Here’s a few links to get you to good stuff and hopefully save the day:
Microsoft Security Bulletin: http://www.microsoft.com/technet/security/advisory/954462.mspx
Link to download HP’s custom SQL injection scanner and how to use it. They created this for Microsoft to help you identify possible vulnerabilities in your site.
A source code analysis application that can help identify vulnerable code in your application.
UrlScan 3.0 Beta. I’m generally opposed to installing beta software on a production webserver but I think if you’re getting hammered, it’s probably better to just bite the bullet and do it. As you probably know UrlScan was for the most part built into IIS 6 but it doesn’t have querystring filtering, this build does and it works with IIS5.1 and later including our beloved IIS 7.0. Kudos to the IIS Team!
Word of caution
Word of caution, I’ve installed this for a few people and a couple times it wouldn’t load after the initial install (Beta software). My fix for this was to install the ISAPI filter directly on the website in question. I used Filemon to watch for when it triggered and referenced the log files to tweak out false positives from there. Each site is unique so you’ll need to tweak your settings accordingly.
Another useful tool
LogParser is another great tool for reviewing your server logs and searching for information such as hack attempts. Steve Schofield has a nice write up about using LogParser and URLScan.
A few FAQ’s on this subject:
Q: Is it Microsoft’s fault and if not then who’s fault is it?
A: It’s yours and your developer’s fault. As hackers evolve so much our techniques to combat them. Coding methods and ways to access SQL server have changed over the years as a result of this and if you haven’t had your site updated, then it’s your fault.

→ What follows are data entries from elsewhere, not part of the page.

PR #1216, opened 2021-02-02
Introduce --profile option

ndeloof:
**What I did**
Added support for --profiles according to compose-spec

**Related issue**

image

### DIFF
--- a/cli/cmd/compose/compose.go
+++ b/cli/cmd/compose/compose.go
@@ -29,12 +29,14 @@ import (
 
 type projectOptions struct {
 	ProjectName string
+	Profiles    []string
 	ConfigPaths []string
 	WorkingDir  string
 	EnvFile     string
 }
 
 func (o *projectOptions) addProjectFlags(f *pflag.FlagSet) {
+	f.StringArrayVar(&o.Profiles, "profile", []string{}, "Specify a profile to enable")
 	f.StringVarP(&o.ProjectName, "project-name", "p", "", "Project name")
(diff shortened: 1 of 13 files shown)


cli/cmd/compose/compose.go
```diff
@@ -47,14 +49,14 @@ func (o *projectOptions) toProjectName() (string, error) {
...
-	project, err := o.toProject()
+	project, err := o.toProject(nil)
 	if err != nil {
 		return "", err
 	}
 	return project.Name, nil
 }
 
-func (o *projectOptions) toProject() (*types.Project, error) {
+func (o *projectOptions) toProject(services []string) (*types.Project, error) {
```
gtardif, line 59: +1 (and simplification in all impacted calls)

local/compose/attach.go
```diff
@@ -42,6 +42,7 @@ func (s *composeService) attach(ctx context.Context, project *types.Project, con
 	if err != nil {
 		return nil, err
 	}
+	containers = Containers(containers).filter(isService(project.ServiceNames()...))
```
gtardif, line 45: Nit: could we add this filtering next to `projectFilter(project.Name)` for more clarity ? I guess it would require a nice way to express and OR condition, that we don't have ?

gtardif (approved):

local/compose/attach.go
ndeloof: `projectFilter` produces a moby API filter, unrelated to `Containers.filter` which use forceps to tweak golang into something functional-ish  :P

Issue #1192, opened 2021-01-28
Initial Kube e2e test with kind


gtardif:
We don't have any e2e test for kubernetes, using kind might help to setup a kube cluster for e2e tests without too much pain
Expected : a first e2e test deploying a compose file, accessing the app (curl)

PR #1217, opened 2021-02-02
First kube e2e. Adapted context create kubernetes command to allow non interactive mode.

gtardif:

**What I did**
* Start kind cluster, wait... 
* deploy compose sample sentence stack. Wait... 
* check all services are wired up and we can get access service exposed on port 80
* Added Kube CI workflow (need to install jq, kubectl, kind)

We should probably check if a specific kube cluster already exists locally and reuse it, for local tests that will make things a lot quicker (but more risks of starting in a non totally clean env locally).

**Related issue**
Fixes https://github.com/docker/compose-cli/issues/1192

/test-kube

### DIFF
--- a/.github/workflows/kube-tests.yml
+++ b/.github/workflows/kube-tests.yml
@@ -1,0 +1,63 @@
+name: Kube integration tests
+
+on:
+  push:
+    branches:
+      - main
+  pull_request:
+
+jobs:
+  check-optional-tests:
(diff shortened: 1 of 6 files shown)


ndeloof (approved):

ndeloof:
nice one :+1:

aiordache (approved):

Issue #937, opened 2020-11-20
Local compose: support config


gtardif:
Using compose command in local context, I should be able to run `docker compose up` and have config mounted in my containers, when specifying config in my compose file(s)

gtardif:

Q: I just moved my website to a new server and I’m getting hacked now and I wasn’t before. It’s the new server right?
A: No. This is a new type of worm if you will that affecting websites the fact that you changed hosts, websites or applications probably doesn’t have anything to do with it at all. This really started to become a huge problem around late April of this year and we’ve watched it grow into a bigger problem since then.
Q: Is URLScan the answer to my prayers?
A: Consider it a stopgap you’ll be able to employ until you’ve had your web applications updated. You really need to get your application secured.
Q: I haven’t been attacked, how do I know if I’m vulnerable?
A: Use the two tools above and also you might want to hire a service to do website security scans. If you’re hosted with Applied Innovations you can you get free quarterly security scans from scanalert.com.
Q: What kinds of applications are vulnerable? Is it just shopping carts?
A: Every application that accesses a database server of any kind is potentially vulnerable.
Q: My website is written in XXXX language and it’s supposed to be very secure, am I vulnerable?
A: Potentially, YES! Any web application that uses a database can be vulnerable.